━━━━━ DATA
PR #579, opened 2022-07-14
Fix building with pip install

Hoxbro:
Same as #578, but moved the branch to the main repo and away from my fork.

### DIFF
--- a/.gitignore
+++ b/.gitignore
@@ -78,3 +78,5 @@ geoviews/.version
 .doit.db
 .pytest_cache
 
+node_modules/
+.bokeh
━━━━━━━━━━
━━━━━ DATA
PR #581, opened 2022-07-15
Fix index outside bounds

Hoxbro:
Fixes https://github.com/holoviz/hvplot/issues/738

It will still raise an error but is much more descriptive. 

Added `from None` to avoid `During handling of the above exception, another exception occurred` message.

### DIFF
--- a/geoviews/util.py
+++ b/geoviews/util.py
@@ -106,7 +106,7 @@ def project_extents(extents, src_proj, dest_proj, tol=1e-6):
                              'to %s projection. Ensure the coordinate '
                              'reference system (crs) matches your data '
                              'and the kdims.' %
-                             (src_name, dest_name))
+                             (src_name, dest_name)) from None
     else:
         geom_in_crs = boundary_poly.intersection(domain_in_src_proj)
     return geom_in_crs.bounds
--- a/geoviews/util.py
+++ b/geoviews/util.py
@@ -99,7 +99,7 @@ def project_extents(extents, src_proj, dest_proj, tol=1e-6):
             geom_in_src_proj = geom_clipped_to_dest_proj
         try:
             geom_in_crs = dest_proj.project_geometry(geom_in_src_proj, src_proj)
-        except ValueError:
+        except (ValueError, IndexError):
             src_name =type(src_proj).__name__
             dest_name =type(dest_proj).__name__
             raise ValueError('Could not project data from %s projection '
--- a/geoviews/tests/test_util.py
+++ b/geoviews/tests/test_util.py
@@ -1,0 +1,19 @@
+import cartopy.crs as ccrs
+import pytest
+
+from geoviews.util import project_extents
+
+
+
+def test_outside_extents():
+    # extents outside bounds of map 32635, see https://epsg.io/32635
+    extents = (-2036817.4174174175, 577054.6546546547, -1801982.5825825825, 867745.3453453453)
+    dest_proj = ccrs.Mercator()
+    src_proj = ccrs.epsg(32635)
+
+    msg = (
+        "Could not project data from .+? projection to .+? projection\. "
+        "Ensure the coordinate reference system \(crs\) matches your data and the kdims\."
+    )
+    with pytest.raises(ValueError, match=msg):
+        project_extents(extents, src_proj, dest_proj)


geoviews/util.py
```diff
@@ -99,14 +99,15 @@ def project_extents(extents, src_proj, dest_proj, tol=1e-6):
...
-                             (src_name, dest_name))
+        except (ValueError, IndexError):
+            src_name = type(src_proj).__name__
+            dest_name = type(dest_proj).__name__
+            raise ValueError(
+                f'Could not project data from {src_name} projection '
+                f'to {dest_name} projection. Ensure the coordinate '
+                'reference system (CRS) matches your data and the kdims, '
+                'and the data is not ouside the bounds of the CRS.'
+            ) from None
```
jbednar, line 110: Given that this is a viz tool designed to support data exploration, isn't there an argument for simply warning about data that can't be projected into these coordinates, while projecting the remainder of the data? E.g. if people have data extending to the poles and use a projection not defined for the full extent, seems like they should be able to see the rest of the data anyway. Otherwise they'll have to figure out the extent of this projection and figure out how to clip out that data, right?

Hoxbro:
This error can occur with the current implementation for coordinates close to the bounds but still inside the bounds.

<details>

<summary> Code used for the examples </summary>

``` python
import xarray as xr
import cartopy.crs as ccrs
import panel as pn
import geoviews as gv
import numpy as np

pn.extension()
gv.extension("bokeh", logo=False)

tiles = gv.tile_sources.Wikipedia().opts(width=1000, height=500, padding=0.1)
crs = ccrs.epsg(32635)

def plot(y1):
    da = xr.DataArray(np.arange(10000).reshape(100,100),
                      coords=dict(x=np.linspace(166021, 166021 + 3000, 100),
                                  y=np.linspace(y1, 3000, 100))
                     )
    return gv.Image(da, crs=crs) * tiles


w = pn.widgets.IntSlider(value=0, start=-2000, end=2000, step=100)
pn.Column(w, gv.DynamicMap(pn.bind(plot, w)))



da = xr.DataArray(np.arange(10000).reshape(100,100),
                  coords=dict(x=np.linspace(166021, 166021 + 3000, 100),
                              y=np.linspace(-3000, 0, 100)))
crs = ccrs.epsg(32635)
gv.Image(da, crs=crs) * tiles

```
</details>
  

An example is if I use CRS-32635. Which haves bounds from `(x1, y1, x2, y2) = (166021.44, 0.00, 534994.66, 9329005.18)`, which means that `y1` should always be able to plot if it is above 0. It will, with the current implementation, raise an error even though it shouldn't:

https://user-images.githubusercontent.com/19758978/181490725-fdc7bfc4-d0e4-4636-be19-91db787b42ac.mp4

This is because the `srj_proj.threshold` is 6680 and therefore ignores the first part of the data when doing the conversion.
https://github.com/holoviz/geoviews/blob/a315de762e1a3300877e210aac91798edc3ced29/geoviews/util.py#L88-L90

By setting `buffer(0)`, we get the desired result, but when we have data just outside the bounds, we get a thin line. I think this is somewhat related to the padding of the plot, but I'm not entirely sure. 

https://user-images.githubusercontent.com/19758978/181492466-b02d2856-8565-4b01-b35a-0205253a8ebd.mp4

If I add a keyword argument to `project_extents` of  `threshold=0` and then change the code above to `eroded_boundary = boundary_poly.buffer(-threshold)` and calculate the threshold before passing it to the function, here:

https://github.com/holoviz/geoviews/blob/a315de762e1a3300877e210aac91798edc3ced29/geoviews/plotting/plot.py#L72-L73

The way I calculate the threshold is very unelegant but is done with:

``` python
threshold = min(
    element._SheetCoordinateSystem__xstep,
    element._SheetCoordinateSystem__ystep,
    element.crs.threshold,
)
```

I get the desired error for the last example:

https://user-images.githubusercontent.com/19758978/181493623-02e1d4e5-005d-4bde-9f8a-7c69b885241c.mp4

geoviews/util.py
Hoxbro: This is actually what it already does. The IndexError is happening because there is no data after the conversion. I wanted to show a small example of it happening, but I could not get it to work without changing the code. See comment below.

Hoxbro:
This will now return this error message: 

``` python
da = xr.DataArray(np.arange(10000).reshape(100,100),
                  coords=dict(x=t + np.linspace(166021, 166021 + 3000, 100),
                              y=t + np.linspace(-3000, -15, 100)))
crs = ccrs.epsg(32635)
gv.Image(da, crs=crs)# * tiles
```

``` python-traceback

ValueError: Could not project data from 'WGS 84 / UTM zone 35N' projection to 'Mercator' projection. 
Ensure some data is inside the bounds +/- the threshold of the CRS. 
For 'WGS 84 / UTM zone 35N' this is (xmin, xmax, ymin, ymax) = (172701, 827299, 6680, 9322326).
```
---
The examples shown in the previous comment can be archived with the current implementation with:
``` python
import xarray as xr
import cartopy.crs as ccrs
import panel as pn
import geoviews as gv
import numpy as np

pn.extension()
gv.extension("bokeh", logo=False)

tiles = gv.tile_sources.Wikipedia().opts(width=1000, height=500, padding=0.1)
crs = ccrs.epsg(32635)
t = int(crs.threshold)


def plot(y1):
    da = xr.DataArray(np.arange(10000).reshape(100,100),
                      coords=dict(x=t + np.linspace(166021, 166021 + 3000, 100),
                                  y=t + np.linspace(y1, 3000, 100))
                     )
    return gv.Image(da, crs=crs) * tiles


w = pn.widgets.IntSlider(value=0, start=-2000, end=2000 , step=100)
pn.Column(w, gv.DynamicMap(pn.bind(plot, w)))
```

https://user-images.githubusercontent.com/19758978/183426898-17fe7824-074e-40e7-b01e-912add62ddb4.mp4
━━━━━━━━━━
Could you find every line in the records above that has the string "type" and copy it?

* RESPONSE TO THIS EXERCISE
             src_name =type(src_proj).__name__
             dest_name =type(dest_proj).__name__
+            src_name = type(src_proj).__name__
+            dest_name = type(dest_proj).__name__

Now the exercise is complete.